Proprio l’Europa, che comunque dovrà pronunciarsi sul contratto del governo, a questo punto diventa il passaggio decisivo. Sia perché le pulsioni privatistiche di palazzo Chigi potrebbero essere duramente stigmatizzate dalla Commissione europea (il cui vicepresidente è però l’ex ministro meloniano Fitto), sia perché, dinanzi a una bocciatura del suo partner Musk, Trump potrebbe dare la stura a tutte le ostilità nei confronti del vecchio continente. Roma assume così il ruolo di pomo della discordia, oltre che di rivelatore di quella tecno-destra che sta riclassificando l’intera dinamica politica globale.
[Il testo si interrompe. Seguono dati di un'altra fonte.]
PR #905, opened 2022-12-09
Enhancement: Add ConcurrencyLimitMenu to ConcurrencyLimitsTable

marichka-offen:


src/components/ConcurrencyLimitMenu.vue
```diff
@@ -12,27 +12,27 @@
...
-    name: 'ConcurrencyLimitMenu',
+  import { PIconButtonMenu, POverflowMenuItem } from '@prefecthq/prefect-design'
+  import { defineComponent } from 'vue'
+
+  export default defineComponent({
+    name: 'ConcurrencyLimitsMenu',
     expose: [],
     inheritAttrs: false,
-  }
+  })
```
pleek91, line 22: I believe this was correct before? We don't usually use define component but rather just export and object.

stackoverfloweth (approved):

src/components/ConcurrencyLimitMenu.vue
marichka-offen: I can make a PR to remove them all

Screenshot 2022-12-09 at 5 12 51 PM

stackoverfloweth: no you're not @pleek91, we moved away from `defineComponent`, must have just missed a few

PR #906, opened 2022-12-09
Chore: Remove defineComponent in ..Menu components

marichka-offen:


stackoverfloweth (approved):
@marichka-offen based on your other comment, I expected 6 components that needed updating?

marichka-offen:
@stackoverfloweth The other two are complex like this, it's been a while since I dealt with class components. Can I remove it safely here as well??
Screenshot 2022-12-09 at 5 21 46 PM

stackoverfloweth:
@marichka-offen, those are fine as is. Thanks for explaining

PR #907, opened 2022-12-10
Enhancement: Add the concurrency limit empty state component to concurrency limits table

zhen0:
Add the concurrency limit empty state component to concurrency limits table


src/components/ConcurrencyLimitsTable.vue
```diff
@@ -25,6 +26,7 @@
 <script lang="ts" setup>
   import { useSubscription } from '@prefecthq/vue-compositions'
   import { computed } from 'vue'
+  import ConcurrencyLimitsPageEmptyState from './ConcurrencyLimitsPageEmptyState.vue'
```
znicholasbrown, line 29: Can you add this to the import list on line 30 for clarity?

znicholasbrown:
1 comment @zhen0, otherwise LGTM

src/components/ConcurrencyLimitsTable.vue
```diff
@@ -1,5 +1,6 @@
 <template>
-  <p-table class="concurrency-limits-table__table" :columns="columns" :data="concurrencyLimits">
+  <ConcurrencyLimitsPageEmptyState v-if="empty" />
```
pleek91, line 2: Interesting to see the empty state in the orion-design table component. Usually orion-ui and nebula-ui implement them both separately. Is this a conscious choice?

src/components/ConcurrencyLimitsTable.vue
```diff
@@ -49,5 +51,6 @@
   ]
 
   const concurrencyLimitSubscription = useSubscription(api.concurrencyLimits.getConcurrencyLimits)
-  const concurrencyLimits = computed(() => concurrencyLimitSubscription.response ?? [])
+  const concurrencyLimits = computed(() => concurrencyLimitSubscription.response)
+  const empty = computed(()=> concurrencyLimits.value && !concurrencyLimits.value.length)
```
pleek91, line 55: Usually we check for `loading` and `empty. See [WorkspaceFlows](https://github.com/PrefectHQ/nebula-ui/blob/main/src/pages/WorkspaceFlows.vue#L34)

src/components/ConcurrencyLimitsTable.vue
zhen0: I'm open to either but since the subscription is called here it seemed more logical to add the empty state and associated logic here. I think the pattern of putting the empty state in Nebula-ui and Orion-ui came about because we were doing most api calls there, which increasingly isn't necessary.

pleek91: Yep makes sense

znicholasbrown (approved):

PR #917, opened 2022-12-14
Flow run timeline

brandonreid:
This contains the progress I've made so far. It needs to be broken up, etc. At this stage, @znicholasbrown and I will be putting this in the [graphs repo](https://github.com/PrefectHQ/graphs) and continuing on.


src/components/FlowRunGraph.vue
```diff
@@ -0,0 +1,382 @@
...
+    shoveUntilLayer: (
+      sourceLayerIndex: number,
+      sourceRow: number,
+    ) => void,
+    shoveLayer: (
+      sourceLayerIndex: number,
+      sourceRow: number,
+    ) => void,
+  }
+  const layersEngine: LayersEngine = {
```
brandonreid, line 90: Note that layer related stuff is not used here. It was created for use in the DAG view.

zhen0:
Can we close this one now @brandonreid?

PR #920, opened 2022-12-14
Feature: Create models and API services for WorkerPool

marichka-offen:
This PR adds models and API services for WorkerPool


src/maps/workerFlowRun.ts
```diff
@@ -0,0 +1,20 @@
...
+    flowRun: this.map('FlowRunResponse', source.flow_run, 'FlowRun'),
+  }
+}
+
+export const mapWorkerFlowRunsToWorkerFlowRunsRequest: MapFunction<WorkerFlowRuns, WorkerFlowRunsRequest> = function(source: WorkerFlowRuns): WorkerFlowRunsRequest {
+  return {
+    worker_pool_queue_names: source.workerPoolQueueNames,
+    scheduled_before: source.scheduledBefore,
+    scheduled_after: source.scheduledAfter,
+    limit: source.limit,
```
stackoverfloweth, line 18: This allows you to get around eslint:camelcase without an eslint-ignore. Which I think is preferred because at the file level, it could hide other instances that are avoidable. Usually I find most of my maps that deal with pythonic keys put all the python keys as strings. 

```suggestion
    'worker_pool_queue_names': source.workerPoolQueueNames,
    'scheduled_before': source.scheduledBefore,
    'scheduled_after': source.scheduledAfter,
    'limit': source.limit,
```

src/models/WorkerPoolFilter.ts
```diff
@@ -0,0 +1,13 @@
+type any_ = { any_?: string[] }
+type operator_ = 'and_' | 'or_'
```
stackoverfloweth, line 2: I'm surprised we don't have these defined more globally?

stackoverfloweth: @pleek91, I know you've done a lot with filter types?

src/models/WorkerPoolResponse.ts
```diff
@@ -0,0 +1,13 @@
+import { DateString } from '@/types/dates'
+
+export type WorkerPoolResponse = {
+  id: string,
+  created: DateString,
+  updated: DateString,
+  name: string,
+  description: string | null,
+  type: string |null,
```
pleek91, line 9:
```suggestion
  type: string | null,
```
@stackoverfloweth maybe we can lint this as well?

src/models/WorkerPoolResponse.ts
```diff
@@ -0,0 +1,13 @@
+import { DateString } from '@/types/dates'
+
+export type WorkerPoolResponse = {
```
stackoverfloweth, line 3: this type should probably be in `src/models/api`?

src/services/WorkspaceWorkerPoolApi.ts
```diff
@@ -0,0 +1,52 @@
...
+  getWorkerPoolByName: (workerPoolName: string) => Promise<WorkerPool>,
+  getWorkerPools: (filter: WorkerPoolFilter) => Promise<WorkerPool[]>,
+  updateWorkerPool: (workerPoolName: string, request: WorkerPoolEdit) => Promise<void>,
+  deleteWorkerPool: (workerPoolName: string) => Promise<void>,
+  getWorkerPoolRuns: (workerPoolName: string, request: WorkerFlowRuns) => Promise<WorkerFlowRun[]>,
+}
+
+export class WorkspaceWorkerPoolApi extends WorkspaceApi implements IWorkspaceWorkerPoolApi {
+
+  protected override routePrefix = '/experimental/worker_pools/'
```
pleek91, line 15: Is the `experimental` prefix something specific to worker pool or something we might be seeing in other features?

src/models/WorkerPoolRequest.ts
```diff
@@ -0,0 +1,13 @@
+export type WorkerPoolCreateRequest = Partial<{
```
stackoverfloweth, line 1: these types should probably be in `src/models/api`?

pleek91 (approved):

src/models/WorkerFlowRunsRequest.ts
```diff
@@ -0,0 +1,6 @@
+export type WorkerFlowRunsRequest = Partial<{
```
stackoverfloweth, line 1: this type should probably be in `src/models/api`?

src/models/WorkerFlowRunResponse.ts
```diff
@@ -0,0 +1,7 @@
+import { FlowRunResponse } from '@/models'
+
+export type WorkerFlowRunResponse = {
```
stackoverfloweth, line 3: this type should probably be in `src/models/api`?

src/services/WorkspaceWorkerPoolApi.ts
marichka-offen: It's a worker pool thing for now
Screenshot 2022-12-19 at 9 54 37 AM

src/models/WorkerPoolResponse.ts
stackoverfloweth: https://github.com/PrefectHQ/eslint-config/issues/20

src/models/WorkerPoolFilter.ts
marichka-offen: We have them defined in Union Filter, but they are part of that filter, so exporting them to totally separate filter might be odd. I can extract them in separate PR, they are very useful standalone

src/maps/workerFlowRun.ts
marichka-offen: Copy that! Thanks for pointing that out, I saw both options around and was wondering which one is preferable

src/models/WorkerPoolFilter.ts
pleek91: I believe these exist in the `UnionFilters` file but they are not exported. With the context of a branch I have that redoes all the filter types, I think adding these here self contained is preferred rather than trying to export something from union filters (which is going to be deleted in the near future hopefully).

PR #933, opened 2022-12-19
Feature: WorkerPool create form

marichka-offen:
This PR adds create form to create Worker pools

Screenshot 2022-12-21 at 3 55 52 PM


src/components/WorkerPoolCreateForm.vue
```diff
@@ -0,0 +1,120 @@
...
+  const router = useRouter()
+  const routes = useWorkspaceRoutes()
+
+  const { validate, pending } = useValidationObserver()
+
+  const name = ref('')
+  const description = ref()
+  const type = ref('')
+  const concurrencyLimit = ref()
+  const isPaused = ref()
```
stackoverfloweth, line 64: why do some have default `''` and other `undefined`?

stackoverfloweth: also, the ones that are just `ref()` will be type `Ref<any>`. can you narrow those? `const description = ref<string>()`

src/components/WorkerPoolCreateForm.vue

In questo bailamme, rifulge il tono dimesso delle sinistre, sia nazionali sia continentali. In gioco, attraverso l’assetto delle relazioni digitali, c’è l’idea di Stato, di uno spazio pubblico come luogo di compensazione dei poteri privati. Un terreno su cui ricostruire un protagonismo politico alternativo all’omologazione al nuovo corso di Washington. Ma su questo tema – la natura e i contenuti delle nuove forme di governance al tempo dei dati e degli algoritmi – si pagano i decennali ritardi di una cultura politica che continua a ritenere questo mondo un intruso.